And when I wave, I lose the time I save
There’s danger if I dare to stop
And here’s the reason why.
You see, I’m over due, I’m in a rabbit stew
The above are excerpts from a famous saying in the Walt Disney film “Alice In Wonderland” (1951).
You might be thinking to yourself: How does this saying relate to parallel programming?
When you learn parallel programming, the usual first experience is with using OpenMP in C++ or FORTRAN. We will use C++ in the sample code, but the same issues in FORTRAN and other languages with programming parallel extensions. Your typical first experience is with loops.
#pragma omp parallel for
for(int i = 0; i < count; ++i)
A[i] = B[i] + C[i];
To the programmer learning parallel programming, the statements above convey the impression that prior to the “#pragma omp parallel for”, one of the processors in the system is running the code and that the “#pragma omp parallel for” somehow magically focuses all the processors immediately on performing the for loop in pieces in parallel. Then someone will point out that processor in this context means core or hardware thread, or just plain thread.
The first impression of the above loop then is viewed as: prior to the loop the program runs with one thread, and during the loop the program uses n threads where n equals the number of concurrent threads available on the system (two on a single core with HT, 2, 4, 6, 8 12, 16 on various other current processor designs multiplied by the number of processor chips in the system).
Here is where “I'm late, I'm late for a very important date” comes to play.
All of the other threads on the system are not necessarily sitting in an idle state when your program reaches the “#pragma omp parallel for”. Even on a dedicated system, some of the threads may be busy running background programs or services (system update), or running other applications you launched (email, browser, playing music, internet radio, Task Manager, etc…).
The effect of other threads not being immediately available results in: not all of the threads scheduled to run the parallel for loop begin at the same time (or nearly the same time). Some threads will be late in starting their section of the loop.
In a similar manner that other applications and services running on the system can delay a thread or threads from starting their section of the loop, other threads within your application may also introduce delays. These other threads could be thread(s) driving your display and input device. Even in simple console applications, some of the runtime systems use background threads to write data to the console window.
The parallel programmer should learn and accept the fact that all threads will not be in complete control by the application. The programmer has a significant influence on the activities of the threads, but not absolute control over the activities of threads.
Now we examine the next line in the saying “And when I wave, I lose the time I save”
As you write parallel code with higher levels of complexity, you will find that some of the threads need to communicate with the other threads working with the same data. This access must be such that each thread does not interfere with any of the other threads use of the data.
There are many ways of performing intra-application thread-to-thread communication which we won’t address in detail in this blog post.
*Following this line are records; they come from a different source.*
PR #5086, opened 2022-03-25
Introduce additional consumer packages split by telemetry type

dmitryax:
This change adds another set of packages representing "consumer" split by telemetry signal type. The same approach is taken as for the pdata split. Common parts are moved to internal package and then they are used from both existing combined and split consumer packages.

This is just one step towards splitting the pdata usage to illustrate one option of new pdata structure as suggested in this PR: https://github.com/open-telemetry/opentelemetry-collector/pull/4918


bogdandrutu:
I think during the discussion about the split of `pdata` we agreed that we are not going to split all the packages, only `pdata`. I want to make sure we do not go on a different direction.

mx-psi:
> I think during the discussion about the split of `pdata` we agreed that we are not going to split all the packages, only `pdata`. I want to make sure we do not go on a different direction.

My interpretation of what happened is "we agreed for now on pdata split and nothing else", not "we agreed not to split other packages". I agree if we were to split other stuff by telemetry type, it would need further discussion

dmitryax:
> we agreed for now on pdata split and nothing else", not "we agreed not to split other packages

This was my understanding as well. And this PR is just to illustrate how further split can be done to support the further discussion. We need to do "something" with other packages using pdata in order to provide the backward compatible transition to the new pdata packages. This one is a simple example of what can be done for that, others can be more problematic to split, but we have to somehow rename/move them anyway.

Among these are: Critical Section, mutex, Interlocked operations, volatile flags, etc. Although the implementation details differ, the effect to your thread is its performing “And when I wave”. The consequence is: “I lose the time I save”.
The simplest of the inter-thread thread-safe communication (arguably) is the Interlocked operations. Internally the operation may be reduced to adding a single instruction prefix to an instruction such as ADD
LOCK add mem, reg
The LOCK prefix assures cache coherency between all threads (even across processors). In effect, this is your “And when I wave”. Adding that lock prefix (one byte) extends the execution time of that instruction 100 times to 300 times the time required without the LOCK. This is the “I lose the time I save” in writing the code as parallel code. You have similar penalties when using the other inter-thread communication (thread-safe) techniques.
There is a trade-off between the "time you save" against "the time you loose". The lesson learned is write your code such that you reduce the number of “waves” in your program.
Now consider: “There’s danger if I dare to stop, And here’s the reason why. You see, I’m over due, I’m in a rabbit stew”
Looking back at the simple parallel for loop, assume that all the other threads on the system were immediately available at the time the parallel for loop began. And that all these threads started at the same time. Will all these threads finish at the same time?
“There’s danger if I dare to stop”
Although your thread running the parallel for loop does not explicitly stop until it has finished its portion of the parallel for loop, the system will invariably have other things to do. Such as: background programs or services, and you may be running other applications too (email, browser, music, etc..).
Most operating systems perform an operation called pre-emption, also known as context switching, when there are more software threads active than available hardware threads. The operating system will run one thread for a period of time, and then it will suspend this thread and resume a different thread. And repeat this until threads become idle, or at least to the point where the number of busy software threads is less than or equal to the number of hardware threads.
The consequence of pre-emption is: “You see, I’m over due, I’m in a rabbit stew”
This means, although the parallel loop began with all threads starting at the same time, the finish time of each thread may differ as an unintended consequence of pre-emption.
This saying from “Alice In Wonderland” (I’m late, I’m late …) has an important message for parallel programmers. And it is important for you to keep this in mind as you write parallel code.
In future blogs we will examine how QuickThread addresses some of these issues.